Employee: a person in an employee-employer relationship with the Company whose base wage or base salary is processed for payment by the Companys Payroll Department(s) and not by any other department of the Company (or by any other company). Does not include:
| Any independent contractor, consultant, or individual performing services for the Company who has entered into an independent contractor or consultant agreement; |
| Any individual performing services under an independent contractor or consultant agreement, a purchase order, a supplier agreement or any other agreement that the Company enters into for services; |
2005 Motorola Incentive Plan
| Any person classified by the Company as a temporary or contract labor (such as black badges, brown badges, contractors, contract employees, job shoppers) regardless of the length of service; and |
| Any leased employee as defined in Section 414(n) of the U.S. Internal Revenue Code of 1986, as amended. |
Retired: This Plan utilizes the definition of retiree that appears in the primary retirement plan covering the employee.

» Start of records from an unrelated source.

PR #3847, opened 2019-02-16
Renamed `values` to `entries` to reflect the property's type

jjatie:
Removed arbitrary setter access to `entries` to encourage use of `Collection` mechanics
Added `replaceEntries`

### DIFF
--- a/Source/Charts/Data/Implementations/Standard/ChartDataSet.swift
+++ b/Source/Charts/Data/Implementations/Standard/ChartDataSet.swift
@@ -26,30 +26,30 @@ open class ChartDataSet: ChartBaseDataSet
 {
     public required init()
     {
-        values = []
+        entries = []
 
         super.init()
     }
     
     public override init(label: String?)
     {
-        values = []
+        entries = []
 
         super.init(label: label)
     }
     
-    @objc public init(values: [ChartDataEntry]?, label: String?)
+    @objc public init(entries: [ChartDataEntry]?, label: String?)
     {
-        self.values = values ?? []
+        self.entries = entries ?? []
 
         super.init(label: label)
 
         self.calcMinMax()
     }
     
-    @objc public convenience init(values: [ChartDataEntry]?)
+    @objc public convenience init(entries: [ChartDataEntry]?)
     {
-        self.init(values: values, label: "DataSet")
+        self.init(entries: entries, label: "DataSet")
     }
     
     // MARK: - Data functions and accessors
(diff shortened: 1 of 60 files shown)


liuxuan30:
ah I was leaving comments on the merged PR #3815 
This is what I thought about adding a new API. But should we rename to `entries` anyway? I'm thinking `values` is still a fine name.

jjatie:
There are a couple things misleading with `values`:
1. It it stores a collection of reference types, not value types.
2. The naming doesn't match the type it stores (it's not `ChartDataValue` it's `ChartDataEntry`.

jjatie:
Deprecating the direct manipulation of `values` allows us to better optimize algorithms down the road without storing state information. The functionality provided by collection conformance allows for much cleaner API to be written and exposes a much Swift-ier interface to working with data sets. It also allows for algorithms to be written against the `Collection` types (i.e binary search) and get new functionality added to the stdlib for free.

liuxuan30:
ok. but I think this is kind of a breaking change, if we merge this PR, it's kind of big change for users. 

There are two plans with 1 sec thought:
1. use 3.3 not 3.2.3 to indicate this is a 'major' update and merge this
or
2. We keep `values` for 3.x, and move this PR to 4.0.

I'm thinking **1** should be easier for everyone though our users have to make the change now.

Source/Charts/Data/Implementations/Standard/ChartDataSet.swift
```diff
@@ -406,15 +409,14 @@ open class ChartDataSet: ChartBaseDataSet
     {
         calcMinMax(entry: e)
         
-        isIndirectValuesCall = true
```
liuxuan30: sorry but I have to ask why we can remove it here?

Source/Charts/Data/Implementations/Standard/ChartDataSet.swift
```diff
@@ -26,51 +26,54 @@ open class ChartDataSet: ChartBaseDataSet
...
+    /// of `Collection` conformances.
+    ///
+    /// - Parameter entries: new entries to replace existing entries in the dataset
+    @objc
+    public func replaceEntries(_ entries: [ChartDataEntry]) {
+        self.entries = entries
+        notifyDataSetChanged()
     }
-    // TODO: Temporary fix for performance. Will be removed in 4.0
-    private var isIndirectValuesCall = false
```
liuxuan30: we can remove it now?

liuxuan30:
@jjatie any time you can take a quick look?

Source/Charts/Data/Implementations/Standard/ChartDataSet.swift
jjatie: Since it's no longer directly accessible, the methods (mostly from collection conformance) call `calcMinMax` only if necessary. No longer need to make an exception for some calls.

liuxuan30:
@jjatie So I assume we merge it into master, and make a bigger release like 3.3

HellowjingQiu:
This attribute doesn't seem to be supported by Objective-C, I couldn't find it in the Charts-Swift.

jjatie:
Refer to our obj-c demo for an example

PR #3862, opened 2019-02-24
Reassess convenience initializers

jjatie:
The only data required to initialize an entry is an x and y value (or y in the case of Pie and Radar). All other data can easily be updated by initializing and assigning properties on the entry. Therefor, those initializers should be the ones marked as convenience. This also has the side effect of faster data set creation when only providing required data as those initializers no longer chain through to designated initializers.

Made initializer declarations consistent.

### DIFF
--- a/Source/Charts/Data/Implementations/Standard/BarChartDataEntry.swift
+++ b/Source/Charts/Data/Implementations/Standard/BarChartDataEntry.swift
@@ -37,21 +37,25 @@ open class BarChartDataEntry: ChartDataEntry
     }
     
     /// Constructor for normal bars (not stacked).
-    public override init(x: Double, y: Double, data: AnyObject?)
+    public convenience init(x: Double, y: Double, data: AnyObject?)
     {
-        super.init(x: x, y: y, data: data)
+        self.init(x: x, y: y)
+        self.data = data
     }
     
     /// Constructor for normal bars (not stacked).
-    public override init(x: Double, y: Double, icon: NSUIImage?)
+    public convenience init(x: Double, y: Double, icon: NSUIImage?)
     {
-        super.init(x: x, y: y, icon: icon)
+        self.init(x: x, y: y)
+        self.icon = icon
     }
     
     /// Constructor for normal bars (not stacked).
-    public override init(x: Double, y: Double, icon: NSUIImage?, data: AnyObject?)
+    public convenience init(x: Double, y: Double, icon: NSUIImage?, data: AnyObject?)
     {
-        super.init(x: x, y: y, icon: icon, data: data)
+        self.init(x: x, y: y)
+        self.icon = icon
+        self.data = data
     }
     
     /// Constructor for stacked bar entries.
@@ -62,32 +66,27 @@ open class BarChartDataEntry: ChartDataEntry
         calcPosNegSum()
         calcRanges()
     }
-        
+
     /// Constructor for stacked bar entries. One data object for whole stack
-    @objc public init(x: Double, yValues: [Double], data: AnyObject?)
+    @objc public convenience init(x: Double, yValues: [Double], icon: NSUIImage?)
     {
-        super.init(x: x, y: BarChartDataEntry.calcSum(values: yValues), data: data)
-        self._yVals = yValues
-        calcPosNegSum()
-        calcRanges()
+        self.init(x: x, yValues: yValues)
+        self.icon = icon
     }
-    
+
     /// Constructor for stacked bar entries. One data object for whole stack
-    @objc public init(x: Double, yValues: [Double], icon: NSUIImage?, data: AnyObject?)
+    @objc public convenience init(x: Double, yValues: [Double], data: AnyObject?)
     {
-        super.init(x: x, y: BarChartDataEntry.calcSum(values: yValues), icon: icon, data: data)
-        self._yVals = yValues
-        calcPosNegSum()
-        calcRanges()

Operating Earnings: calculated according to GAAP, excluding one-time events called out in earnings releases, such as restructuring activities and sales of marketable securities.
Operating Cash Flow: calculated according to GAAP, excluding gains on sales of investments and securities.
Revenue Growth: calculated as the year-over-year percentage increase in net sales after discounts according to GAAP, adjusted for the impact of mergers, acquisitions, and divestitures in excess of $50 million.
Quality: combination of measures of customer satisfaction, reliability, and cost of poor quality, as defined by Motorola senior leaders.
If a term is used in the Plan, but not defined, it has the meaning given such term in the Omnibus Plan.
Applicable Law
To the extent not preempted by federal law, or otherwise provided by local law, the Plan will be construed in accordance with, and governed by, the laws of the state of Illinois without giving effect to the principles of conflicts of laws.